Nothing but the lines from the start of the records through the line that contains "Smithy 1.0 defined" is to be copied, and each is to be copied exactly.

_ _ _

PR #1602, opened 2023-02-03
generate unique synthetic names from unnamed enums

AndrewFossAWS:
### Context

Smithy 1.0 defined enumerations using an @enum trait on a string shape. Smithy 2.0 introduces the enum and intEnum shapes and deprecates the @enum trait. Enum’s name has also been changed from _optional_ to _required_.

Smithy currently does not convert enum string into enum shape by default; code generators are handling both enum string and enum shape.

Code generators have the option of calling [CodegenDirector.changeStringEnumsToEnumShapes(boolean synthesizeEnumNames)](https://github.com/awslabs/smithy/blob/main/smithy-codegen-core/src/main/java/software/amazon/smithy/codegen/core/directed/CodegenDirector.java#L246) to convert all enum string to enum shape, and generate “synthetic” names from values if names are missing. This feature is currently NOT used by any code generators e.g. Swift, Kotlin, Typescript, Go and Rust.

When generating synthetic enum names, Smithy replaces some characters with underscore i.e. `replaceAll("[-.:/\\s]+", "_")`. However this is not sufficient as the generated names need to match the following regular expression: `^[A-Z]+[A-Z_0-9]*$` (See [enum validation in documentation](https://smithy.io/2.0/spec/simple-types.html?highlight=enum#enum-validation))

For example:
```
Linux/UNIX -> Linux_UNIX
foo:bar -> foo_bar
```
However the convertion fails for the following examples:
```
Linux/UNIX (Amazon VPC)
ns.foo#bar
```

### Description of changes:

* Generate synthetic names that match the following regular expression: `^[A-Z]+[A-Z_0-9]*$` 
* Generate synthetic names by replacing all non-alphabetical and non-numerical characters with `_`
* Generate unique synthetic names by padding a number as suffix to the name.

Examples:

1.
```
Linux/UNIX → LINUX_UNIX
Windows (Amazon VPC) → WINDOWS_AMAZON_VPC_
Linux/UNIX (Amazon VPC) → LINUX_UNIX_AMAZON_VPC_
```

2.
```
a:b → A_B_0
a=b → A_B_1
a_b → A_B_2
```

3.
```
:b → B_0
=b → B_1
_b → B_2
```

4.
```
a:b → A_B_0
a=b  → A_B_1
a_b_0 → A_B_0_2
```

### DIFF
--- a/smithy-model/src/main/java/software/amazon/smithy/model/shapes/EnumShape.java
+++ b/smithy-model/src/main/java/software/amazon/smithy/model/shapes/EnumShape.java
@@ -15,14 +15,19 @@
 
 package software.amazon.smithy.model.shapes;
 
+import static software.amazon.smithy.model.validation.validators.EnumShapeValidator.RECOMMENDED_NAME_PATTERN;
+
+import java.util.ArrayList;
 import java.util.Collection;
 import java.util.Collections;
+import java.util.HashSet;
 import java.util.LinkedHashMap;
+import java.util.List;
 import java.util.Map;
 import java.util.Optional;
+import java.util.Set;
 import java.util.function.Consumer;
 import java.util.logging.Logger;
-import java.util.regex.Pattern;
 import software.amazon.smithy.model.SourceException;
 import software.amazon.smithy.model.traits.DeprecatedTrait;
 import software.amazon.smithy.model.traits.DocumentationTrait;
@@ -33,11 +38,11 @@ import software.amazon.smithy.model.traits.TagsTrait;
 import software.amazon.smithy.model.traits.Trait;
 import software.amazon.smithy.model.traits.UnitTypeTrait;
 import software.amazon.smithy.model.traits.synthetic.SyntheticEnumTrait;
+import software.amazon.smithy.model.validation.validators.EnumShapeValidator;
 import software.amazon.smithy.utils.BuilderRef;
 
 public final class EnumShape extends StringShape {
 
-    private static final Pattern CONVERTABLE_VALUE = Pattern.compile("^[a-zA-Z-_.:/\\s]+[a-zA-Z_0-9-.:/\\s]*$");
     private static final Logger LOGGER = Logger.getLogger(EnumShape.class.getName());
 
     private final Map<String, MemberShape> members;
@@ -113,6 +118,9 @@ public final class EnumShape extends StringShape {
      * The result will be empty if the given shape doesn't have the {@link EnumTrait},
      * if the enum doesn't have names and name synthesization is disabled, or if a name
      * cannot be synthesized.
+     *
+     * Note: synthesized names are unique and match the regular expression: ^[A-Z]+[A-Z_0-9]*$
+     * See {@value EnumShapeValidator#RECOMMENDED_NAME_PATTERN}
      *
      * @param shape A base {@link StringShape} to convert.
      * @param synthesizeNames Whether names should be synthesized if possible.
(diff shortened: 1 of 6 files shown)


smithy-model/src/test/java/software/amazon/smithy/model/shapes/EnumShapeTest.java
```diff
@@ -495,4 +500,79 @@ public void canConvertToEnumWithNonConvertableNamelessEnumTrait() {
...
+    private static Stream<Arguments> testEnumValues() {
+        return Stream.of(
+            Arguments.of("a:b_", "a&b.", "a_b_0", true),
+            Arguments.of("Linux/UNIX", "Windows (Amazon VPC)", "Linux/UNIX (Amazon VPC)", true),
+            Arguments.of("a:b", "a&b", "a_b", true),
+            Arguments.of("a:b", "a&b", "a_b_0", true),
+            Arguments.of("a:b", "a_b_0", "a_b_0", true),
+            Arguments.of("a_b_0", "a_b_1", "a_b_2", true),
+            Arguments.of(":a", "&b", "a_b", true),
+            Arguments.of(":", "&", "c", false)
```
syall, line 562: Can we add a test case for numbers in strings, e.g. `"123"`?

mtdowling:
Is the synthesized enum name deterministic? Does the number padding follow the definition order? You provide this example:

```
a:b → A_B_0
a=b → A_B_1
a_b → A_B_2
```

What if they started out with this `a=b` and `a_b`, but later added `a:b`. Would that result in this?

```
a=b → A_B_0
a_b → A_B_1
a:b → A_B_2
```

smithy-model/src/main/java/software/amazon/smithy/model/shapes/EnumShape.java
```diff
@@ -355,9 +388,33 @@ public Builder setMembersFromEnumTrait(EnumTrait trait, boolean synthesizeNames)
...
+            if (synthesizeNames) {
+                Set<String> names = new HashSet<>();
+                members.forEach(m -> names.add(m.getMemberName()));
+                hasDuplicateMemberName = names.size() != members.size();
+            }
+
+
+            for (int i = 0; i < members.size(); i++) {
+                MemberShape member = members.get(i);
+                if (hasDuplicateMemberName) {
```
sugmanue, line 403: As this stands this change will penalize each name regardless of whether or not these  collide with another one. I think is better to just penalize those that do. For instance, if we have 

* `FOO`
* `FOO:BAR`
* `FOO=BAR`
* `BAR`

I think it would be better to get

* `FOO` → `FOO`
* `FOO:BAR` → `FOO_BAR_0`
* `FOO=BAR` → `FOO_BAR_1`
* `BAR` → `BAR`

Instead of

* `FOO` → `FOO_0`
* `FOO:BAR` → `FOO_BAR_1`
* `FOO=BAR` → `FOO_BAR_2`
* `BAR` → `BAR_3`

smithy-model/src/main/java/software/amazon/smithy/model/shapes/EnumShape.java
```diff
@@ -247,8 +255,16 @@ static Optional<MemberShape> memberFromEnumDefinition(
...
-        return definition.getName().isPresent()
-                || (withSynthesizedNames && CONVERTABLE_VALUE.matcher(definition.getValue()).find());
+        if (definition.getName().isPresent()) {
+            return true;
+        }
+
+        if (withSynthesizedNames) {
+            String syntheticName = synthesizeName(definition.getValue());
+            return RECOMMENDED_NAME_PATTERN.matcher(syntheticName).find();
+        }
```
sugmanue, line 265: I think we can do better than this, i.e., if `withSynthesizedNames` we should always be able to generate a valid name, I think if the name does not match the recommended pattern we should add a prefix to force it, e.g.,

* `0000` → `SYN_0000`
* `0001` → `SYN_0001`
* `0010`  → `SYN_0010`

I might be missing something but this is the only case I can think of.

_ _ _

--- EXERCISE ANSWER ---
PR #1602, opened 2023-02-03
generate unique synthetic names from unnamed enums

AndrewFossAWS:
### Context

Smithy 1.0 defined enumerations using an @enum trait on a string shape. Smithy 2.0 introduces the enum and intEnum shapes and deprecates the @enum trait. Enum’s name has also been changed from _optional_ to _required_.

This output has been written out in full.